At least once an hour.


----------



## Captain Obvious (Mar 14, 2021)

I stop trying to count after 830am.


----------



## Personal (Jan 16, 2014)

I have no idea, I’ve never really thought about how often it crosses my mind.

That said, tomorrow I will try to keep score of how often I think about it in one day.


----------



## Mike7777 (9 mo ago)

It's hard to count. Not a day goes by though that I don't, usually several times a day. Married 15 years. Faithful to spouse.


----------



## Melinda82 (10 mo ago)

Every time I look at my husband's body. Every time one of us says something that can be taken suggestively. Maybe 6-12 times a day?


----------



## Talker67 (Apr 7, 2016)

lots!


----------



## alexalives4him35 (Apr 27, 2018)

theloveofmylife said:


> I never really counted, so maybe I'll get back to you on that.
> 
> For now:
> female
> frequently


totally resonate with this.


----------



## SurfsUpToday (Dec 6, 2021)

Male: Probably at least a thousand.


----------



## Wolfman1968 (Jun 9, 2011)

Easier to ask how many times I DON'T think about sex per day. (Just kidding...or am I?)


----------



## lifeistooshort (Mar 17, 2013)

I'd say multiple times a day. I find my bf very sexy and I love being physically close to him.


----------



## Mr.Married (Feb 21, 2018)

I spend roughly half my life away from home so it changes depending where I am. Honestly I wish I could shut it off.


----------



## Rob_1 (Sep 8, 2017)

When I was young, probably 18 hours a day, now that I'm old, 25-27 hours a day.


----------



## BigDaddyNY (May 19, 2021)

I can't really put a number on it, it pretty much seems like all the time. As @Rob_1 said, it is a 25/8 thing, lol.


----------



## Personal (Jan 16, 2014)

After having tried to work out how often I think about it, I have given up. Since being conscience ofmy determining how often it occurs, ends up influencing how often I think about it.

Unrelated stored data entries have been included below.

PR #1794, opened 2024-03-11
Return errors for mutations on read-only files in the in-memory VFS (rather than crashing)

justin-mp:
There are two commits here:

1. Return error when writing a read-only file in the in-memory VFS
2. Return error when truncating a read-only file in the in-memory VFS

The commit message for the write commit has a bunch of detail on why we want that particular fix.  I'm ambivalent on the truncate commit and could see the wisdom of dropping that commit (especially since I don't know how to test it at a high level), but it does seem weird to fix write, but not fix truncate.

### DIFF
--- a/src/workerd/util/sqlite-test.c++
+++ b/src/workerd/util/sqlite-test.c++
@@ -271,6 +271,37 @@ KJ_TEST("Read-only database picks up on changes from mutable database (on-disk)"
   doReadOnlyUpdateTest(*dir);
 }
 
+KJ_TEST("In-memory read-only crash regression") {
+  auto dir = kj::newInMemoryDirectory(kj::nullClock());
+  SqliteDatabase::Vfs vfs(*dir);
+
+  {
+    SqliteDatabase db(vfs, kj::Path({"foo"}), kj::WriteMode::CREATE | kj::WriteMode::MODIFY);
+    setupSql(db);
+    checkSql(db);
+  }
+
+  // When using the in-memory file system, if we first create a read-only database
+  kj::Maybe<SqliteDatabase> rodb;
+  rodb.emplace(vfs, kj::Path({"foo"}));
+  checkSql(KJ_ASSERT_NONNULL(rodb));
+
+  // then create a read/write database
+  kj::Maybe<SqliteDatabase> db;
+  db.emplace(vfs, kj::Path({"foo"}), kj::WriteMode::CREATE | kj::WriteMode::MODIFY);
+  checkSql(KJ_ASSERT_NONNULL(db));
+
+  // then write into the read/write database:
+  KJ_ASSERT_NONNULL(db).run("INSERT INTO people (id, name, email) VALUES (?, ?, ?);", 234,
+                            "Carol"_kj, "carol@example.com");
+
+  // we can destroy the read/write database with no problems,
+  db = kj::none;
+
+  // but we would crash when destroying the read-only database:
+  rodb = kj::none;
+}
+
 // Tests that concurrent database clients don't clobber each other. This verifies that the
 // LockManager interface is able to protect concurrent access and that our default implementation
 // works.
--- a/src/workerd/util/sqlite.c++
+++ b/src/workerd/util/sqlite.c++
@@ -1300,9 +1300,13 @@ const sqlite3_io_methods SqliteDatabase::Vfs::FileImpl::FILE_METHOD_TABLE = {
   .xWrite = [](sqlite3_file* file, const void* buffer, int iAmt,
                sqlite3_int64 iOfst) noexcept -> int {
     WRAP_METHOD(SQLITE_IOERR_WRITE, {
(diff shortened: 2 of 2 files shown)


jqmmes (approved):

kentonv (approved):
This change is clearly strictly an improvement regardless, but I have a couple questions:

* Why is sqlite trying to write to a read-only database, exactly? And if we return SQLITE_READONLY, does it do something reasonable?
* You describe the previous behavior as "crashing" but it should be catching the exception and returning SQLITE_IOERR_WRITE. Where does the crash happen?

justin-mp:
> * You describe the previous behavior as "crashing" but it should be catching the exception and returning SQLITE_IOERR_WRITE. Where does the crash happen?

"crashing" is  the wrong word.  What I see is that the sqlite-test prints a bunch of exceptions and then exits with status code 3.  
[test-run.txt](https://github.com/cloudflare/workerd/files/14562665/test-run.txt) has the full details of what I see.  In the middle of all of that debug spew is `sentryErrorContext = sqliteVfsError`, so I believe the wrapper that should return SQLITE_IOERR_WRITE should be running.

It could be that all this change is doing is shutting up the tests.

> * Why is sqlite trying to write to a read-only database, exactly? And if we return SQLITE_READONLY, does it do something reasonable?

I see the following stack trace in the test:
```
workerd::SqliteDatabase::Vfs::FileImpl::$_16::operator()(sqlite3_file*, void const*, int, long long) const::'lambda'(kj::Exception const&)::operator()(kj::Exception const&) const at external/workerd/src/workerd/util/sqlite.c++:1302:5
 (inlined by) workerd::SqliteDatabase::Vfs::FileImpl::$_16::operator()(sqlite3_file*, void const*, int, long long) const at external/workerd/src/workerd/util/sqlite.c++:1302:5
 (inlined by) workerd::SqliteDatabase::Vfs::FileImpl::$_16::__invoke(sqlite3_file*, void const*, int, long long) at external/workerd/src/workerd/util/sqlite.c++:1300:13
sqlite3OsWrite at bazel-out/k8-dbg/bin/external/sqlite3/sqlite3.c:25698:10
 (inlined by) walCheckpoint at bazel-out/k8-dbg/bin/external/sqlite3/sqlite3.c:66496:14 **1**
 (inlined by) sqlite3WalCheckpoint at bazel-out/k8-dbg/bin/external/sqlite3/sqlite3.c:68464:14
sqlite3WalClose at bazel-out/k8-dbg/bin/external/sqlite3/sqlite3.c:66706:12
sqlite3PagerClose at bazel-out/k8-dbg/bin/external/sqlite3/sqlite3.c:60569:5
sqlite3BtreeClose at bazel-out/k8-dbg/bin/external/sqlite3/sqlite3.c:72654:5
sqlite3LeaveMutexAndCloseZombie at bazel-out/k8-dbg/bin/external/sqlite3/sqlite3.c:178939:7
sqlite3Close at bazel-out/k8-dbg/bin/external/sqlite3/sqlite3.c:178852:3
sqlite3_close at bazel-out/k8-dbg/bin/external/sqlite3/sqlite3.c:178895:51
workerd::SqliteDatabase::~SqliteDatabase() at external/workerd/src/workerd/util/sqlite.c++:364:14
```

The line marked by `**1**` in `walCheckpoint` is in this code:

That said I've come to the conclusion that on days I don't share sex (or am not reading posts about sex on TAM), I may think about it at probably around 1-3x a day at best. Whereas on days I do share sex, I think about it probably at around 4-7x a day at best.


----------



## ConanHub (Aug 9, 2013)

Does continuous thought for a couple hours count as one?

I generally think about sex for lengths of time.


----------



## ABHale (Jan 3, 2016)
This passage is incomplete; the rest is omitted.